Rubber trees drop their leaves when fruiting [21] [22] . This means their leaf carbon and transpiration rates decline when they do fruiting. This generally affects rubber trees’ carbon, nutrient, and water cycles. Based on this implication, I recommend that the fruiting process be represented in ESMs for deciduous trees. Data on how fruiting affects leaf carbon and transpiration rates should be collected and looked into from around the globe. ESMs should generally improve their carbon and water biases for deciduous trees.
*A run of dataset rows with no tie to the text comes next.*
PR #530, opened 2026-06-20
Fix Linux remote control toggle params

joshyorko:
## Summary
- Patch the current `set-remote-control-enabled-for-host` webview handler so Linux sends omitted params to `remoteControl/enable` and `remoteControl/disable` instead of `null`.
- Add a current-DMG-style remote-control fixture covering the handler shape introduced around 26.616.41845.
- Preserve the existing older enablement bridge behavior and idempotence.

## Validation
- `devcontainer exec --workspace-folder . sh -lc 'cd /workspaces/codex-desktop-linux-remote-pr && node --test linux-features/remote-mobile-control/test.js'`
- `devcontainer exec --workspace-folder . sh -lc 'cd /workspaces/codex-desktop-linux-remote-pr && node --test scripts/patch-linux-window-ui.test.js'`
- `git diff --check`

### DIFF
--- a/linux-features/remote-mobile-control/patch.js
+++ b/linux-features/remote-mobile-control/patch.js
@@ -1175,10 +1175,17 @@ function applyLinuxRemoteControlEnablementBridgePatch(source) {
   if (!patched.includes(REMOTE_CONTROL_ENABLE_FOR_HOST_PARAMS_MARKER)) {
     const enabledForHostNullParamsPattern =
       /("set-remote-control-enabled-for-host":[A-Za-z_$][\w$]*\(\([A-Za-z_$][\w$]*,\{enabled:[A-Za-z_$][\w$]*\}\)=>[A-Za-z_$][\w$]*\.sendRequest\([A-Za-z_$][\w$]*\?`remoteControl\/enable`:`remoteControl\/disable`,)null(\)\))/u;
+    const beforeEnableForHostParamsPatch = patched;
     patched = patched.replace(
       enabledForHostNullParamsPattern,
       `$1void 0/*${REMOTE_CONTROL_ENABLE_FOR_HOST_PARAMS_MARKER}*/$2`,
     );
+    if (
+      patched === beforeEnableForHostParamsPatch &&
+      patched.includes("set-remote-control-enabled-for-host")
+    ) {
+      console.warn("WARN: Could not find remote-control enable-for-host params needle - skipping Linux remote-control host params patch");
+    }
   }
 
   const markerIndex = patched.indexOf("[remote-connections/slingshot-gate-bridge]");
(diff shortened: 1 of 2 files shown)


linux-features/remote-mobile-control/patch.js
```diff
@@ -1169,12 +1170,22 @@ function applyLinuxRemoteControlStatusReadGuardPatch(source) {
...
+  let patched = source;
+
+  if (!patched.includes(REMOTE_CONTROL_ENABLE_FOR_HOST_PARAMS_MARKER)) {
+    const enabledForHostNullParamsPattern =
+      /("set-remote-control-enabled-for-host":[A-Za-z_$][\w$]*\(\([A-Za-z_$][\w$]*,\{enabled:[A-Za-z_$][\w$]*\}\)=>[A-Za-z_$][\w$]*\.sendRequest\([A-Za-z_$][\w$]*\?`remoteControl\/enable`:`remoteControl\/disable`,)null(\)\))/u;
+    patched = patched.replace(
+      enabledForHostNullParamsPattern,
+      `$1void 0/*${REMOTE_CONTROL_ENABLE_FOR_HOST_PARAMS_MARKER}*/$2`,
+    );
+  }
```
avifenesh, line 1189: *This is an auto review done by [revuto](https://github.com/avifenesh/revuto).*

---

This new sub-patch has no diagnostic when the needle fails to match. If the upstream `set-remote-control-enabled-for-host` handler shape drifts, `patched.replace(...)` silently no-ops and the function proceeds — Linux would keep sending `null` params with zero signal, and since this descriptor is `ciPolicy: "optional"`, the drift is invisible in CI.

Every other needle in this function warns on a miss (e.g. lines 1201 and 1234: `console.warn("WARN: Could not find ...")`). Consider mirroring that here: when the handler literal is present but the null-params pattern fails to match, emit a `console.warn` so bundle drift surfaces instead of silently reverting to `null` params.

avifenesh (commented):

---

Reviewed the `set-remote-control-enabled-for-host` null→`void 0` param fix and the new fixture/test in `linux-features/remote-mobile-control/`.

One concern about the new params-replacement code path (P2 — required/optional-upstream patch silently demoted). The new regex-based replacement at lines 1176-1181 has no warning/failure signal when the needle is not found: if the upstream handler shape drifts (e.g. minifier renames or whitespace changes), `patched.replace()` is a no-op and the function silently continues. Because the bridge patch is `ciPolicy: "optional"`, a real drift in this sub-patch is invisible — Linux would resume sending `null` params with no diagnostic. Unlike the other sub-patches in this function (bridge needle, self-auto-connect needle) which both emit `console.warn("WARN: Could not find ...")` on failure, this new block has no such guard.

This is a robustness gap rather than a hard correctness break on the current bundle (the test confirms the happy path), so flagging at MEDIUM for consideration — consider emitting a `console.warn` when the `set-remote-control-enabled-for-host` handler is present (`patched.includes("set-remote-control-enabled-for-host")`) but the null-params pattern fails to match, mirroring the existing needle-miss warnings in this function.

Through observation, I think we can find out how interesting nature is! The period of fruiting is similar in deciduous plants and women. This fascinating field needs further study, for example, by collecting more data to see to what extent my argument holds and also question the generalized observation I make. By synthesizing a large dataset, future work can also look into my observation’s coincidence aspect.
4. Conclusion
My work about fruiting deciduous trees demonstrates how comparisons of duration of plant and human physiology can be made. My findings emphasize that the fruiting process be represented in earth system models for deciduous trees. I also suggest data collection on animal physiological data. Since many animals are so diverse, one can use some advanced techniques available today, such as Machine learning algorithms, and then look into plausible comparisons of duration of animal and plant physiological processes.
Acknowledgements
I would like to thank Prof. Donald DeAngelis, Dr. Rob Pangle and Dr. Yuanchao Fan for skimming through this manuscript and making suggestions.